Most humans fall under the scope of the Intersolar Commonwealth.

Alien

    The Primes 
The main antagonists of the Commonwealth Saga.

The Primes are the natives of Dyson Alpha. They are divided into motiles (non-sentient, moving) and immotiles (sentient, immobile). Immotiles can control motiles. Immotiles are Prime 'people', although the same consciousness can be spread across more than one immotile. The species starts out with many individual minds, but by the time of the story, there is only one: MorningLightMountain.

Actually, that's not quite accurate: there are two. MorningLightMountain17,735 is a fork of MorningLightMountain that was sent on an interstellar journey and was locked out of Dyson Alpha when the barriers went up. It changed course and landed on Far Away. When human colonists arrived, it began incorporating them into its mental empire. One - Bradley Johansson - managed to escape, and founded the Guardians of Selfhood to fight against it. While the Primes are the Big Bad of the Commonwealth Saga, the Starflyer is revealed to be The Man Behind the Man, carefully manipulating humanity and its parent into wiping each other out.
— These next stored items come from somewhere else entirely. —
PR #187, opened 2023-09-27
fixing injection issue

abodhekar:
There were problems injecting sidecar container. 

made two fixes - 

1. added necessary parameters  to logger as it does only take arguments in key-val pair. Without such, it fatals
2. changed service name of dsnexec  webhook to same as dbproxy. Because, there was no such service present  earlier

### DIFF
--- a/webhook/webhook-dsnexec.go
+++ b/webhook/webhook-dsnexec.go
@@ -29,24 +29,24 @@ var (
 func dsnExecSideCarInjectionRequired(pod *corev1.Pod) (bool, string, string) {
 	remoteDbSecretName, ok := pod.Annotations["infoblox.com/remote-db-dsn-secret"]
 	if !ok {
-		dsnexecLog.Info("remote-db-dsn-secret can not be seen in the annotations.", pod.Name)
+		dsnexecLog.Info("remote-db-dsn-secret can not be seen in the annotations.", pod.Name, pod.Annotations)
 		return false, "", ""
 	}
 
 	dsnExecConfigSecret, ok := pod.Annotations["infoblox.com/dsnexec-config-secret"]
 	if !ok {
-		dsnexecLog.Info("dsnexec-config-secret can not be seen in the annotations.", pod.Name)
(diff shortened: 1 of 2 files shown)


webhook/webhook-dsnexec.go
```diff
@@ -29,24 +29,24 @@ var (
...
-		dsnexecLog.Info("dsnexec-config-secret can not be seen in the annotations.", pod.Name)
+		dsnexecLog.Info("dsnexec-config-secret can not be seen in the annotations.", pod.Name, pod.Annotations)
 		return false, "", ""
 	}
 
 	alreadyInjected, err := strconv.ParseBool(pod.Annotations["infoblox.com/dsnexec-injected"])
 
 	if err == nil && alreadyInjected {
-		dsnexecLog.Info("DsnExec sidecar already injected: ", pod.Name, remoteDbSecretName, dsnExecConfigSecret)
+		dsnexecLog.Info("DsnExec sidecar already injected: ", pod.Name, remoteDbSecretName, pod.Name, dsnExecConfigSecret)
```
abalaven, line 45: Is this supposed to be `pod.Name` or `pod.Annotations`?

webhook/webhook-dsnexec.go
```diff
@@ -29,24 +29,24 @@ var (
...
 		return false, remoteDbSecretName, dsnExecConfigSecret
 	}
 
-	dsnexecLog.Info("DsnExec sidecar Injection required: ", pod.Name, remoteDbSecretName, dsnExecConfigSecret)
+	dsnexecLog.Info("DsnExec sidecar Injection required: ", pod.Name, remoteDbSecretName, pod.Name, dsnExecConfigSecret)
```
abalaven, line 49: Same as above.

webhook/webhook-dsnexec.go
abodhekar: @abalaven - done

webhook/webhook-dsnexec.go
abodhekar: @abalaven - done

abalaven (approved):

PR #189, opened 2023-10-01
adding v levels to debug logs

ssuman2-infoblox:
adding V level to debug logs so they only appear in debug mode.

Added as per controller-runtime's logging documentation [here](https://github.com/kubernetes-sigs/controller-runtime/blob/main/TMP-LOGGING.md)

### DIFF
--- a/cmd/manager/main.go
+++ b/cmd/manager/main.go
@@ -49,7 +49,7 @@ import (
 
 var (
 	scheme   = runtime.NewScheme()
-	setupLog = ctrl.Log.WithName("setup")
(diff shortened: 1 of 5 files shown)


abalaven (commented):
Nice work! Maybe you can plug a flag in the helm chart to dynamically control the value based on the env.

ssuman2-infoblox:
> Nice work! Maybe you can plug a flag in the helm chart to dynamically control the value based on the env.

Thanks @abalaven , I updated the PR to do this. Please review.
For ref: https://pkg.go.dev/sigs.k8s.io/controller-runtime/pkg/log/zap@v0.14.1#Options

bjeevan-ib (approved):

PR #193, opened 2023-10-25
Support system functions

bjeevan-ib:


helm/db-controller/minikube.yaml
```diff
@@ -8,3 +8,4 @@ zapLogger:
   level: debug
 dbproxy:
   enabled: false
+env: box-3
```
abalaven, line 11: Why are we defaulting this to box-3 if this values file is only for minikube?

bjeevan-ib: Yes. just for testing purpose.

abalaven (approved):

PR #196, opened 2023-11-06
adding shareProcessNamesapce feature while injecting  sidecars

abodhekar:


abalaven (approved):

drewwells:
This has broken multiple things on the cluster. Can we revert or only apply it to pods using db controller?

PR #216, opened 2023-12-11
autoscale feature added

abodhekar:


controllers/databaseclaim_controller.go
```diff
@@ -328,6 +330,21 @@ func (r *DatabaseClaimReconciler) setReqInfo(dbClaim *persistancev1.DatabaseClai
 		r.Input.EnableReplicationRole = *dbClaim.Spec.EnableReplicationRole
 	}
 
+	if hostParams.Engine == defaultPostgresStr {
```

  • Blue-and-Orange Morality: MorningLightMountain is never portrayed sympathetically, but it's made clear that it's trying to kill everything because it sees the very existence of other life as an existential threat.
  • Fantastic Naming Convention: Primes don't really have 'names' - they have identification stimuli. The stimulus is the first image the original immotile saw when it came to consciousness. MorningLightMountain is one such name - it was born on a mountain at dawn. Other such names are mentioned, such as SouthernRockPlateau and ColdLakePromontory, but by the time of the story MorningLightMountain is the only one left alive so names are irrelevant. Individual immotiles within the same consciousness seem to be designated somehow - the Starflyer is designated MorningLightMountain17,735.
  • Hijacked by Ganon: In the Void Trilogy, at first seemingly played straight - Primes are discovered among the Ocisen Empire's anti-Pilgrimage fleet, and it looks as if they've somehow snuck around the Commonwealth and become a convincing military threat again. However, it turns out that the Prime species has nothing to do with it - the controlling consciousness of the Ocisen fleet Primes is actually a human Accelerator agent re-lifed into some acquired Prime immotiles.
  • The Remnant: Incredibly, the Primes survive the Commonwealth Saga. MorningLightMountain proper is still locked in Dyson Alpha, and likely to remain so forever, but the remaining invading force in the Lost23, finding its back to a wall, promptly analyses human rights law, sues for peace, and is allowed to continue existing (under very close Commonwealth supervision).
    The Raiel 
A largely peaceful and enlightened species with some degree of hegemony over the galaxy.
  • Higher-Tech Species
  • Space Elves: Apart from not being remotely humanoid, the Raiel kind of fulfil the niche of 'wise, knowledgeable, long-lived elder civilisation'. It's mentioned that their homeworld has seen the rise of two sentient species since they left, giving them the You Can't Go Home Again vibe which characterises Tolkien's elves.
  • Starfish Aliens: With a really quite surprisingly human psychology. There is even a recorded case of a Raiel marrying a human.
  • Transhuman Aliens / Not Even Human: The warrior Raiel who guard the Gulf outside the Void boundary are considered this by normal Raiel.
    The Anomine 

Introduced in the Void Trilogy

Human

    Living Dream 

Alien

    The Ocisens 
A rather aggressive and unpleasant alien empire.
  • "Ass" in Ambassador: An Ocisen Ambassador meets with the Burnellis in the first book of the Void Trilogy. It's rather rude (although noted to be surprisingly socially adept for an Ocisen).
  • Fantasy Counterpart Culture: The Ambassador's rhetoric, its gleeful xenophobia toward another alien species (the Hancher) and the Ocisens' technological backwardness all give them shades of Recycled In Space North Korea.
  • Higher-Tech Species: Inverted. The Ocisens are laughably far behind the Greater Commonwealth, to the extent that a single squadron of Commonwealth Navy Capital-class ships is considered sufficient to turn around an Ocisen fleet of 2,800.
  • Jerkass Has a Point: The Ocisens' major issue with humanity is that the Commonwealth refuses to stop Living Dream trying to enter the Void, even though if they get in they could prompt a galaxy-devouring expansion phase. Quite honestly, it's hard to blame the Ocisens.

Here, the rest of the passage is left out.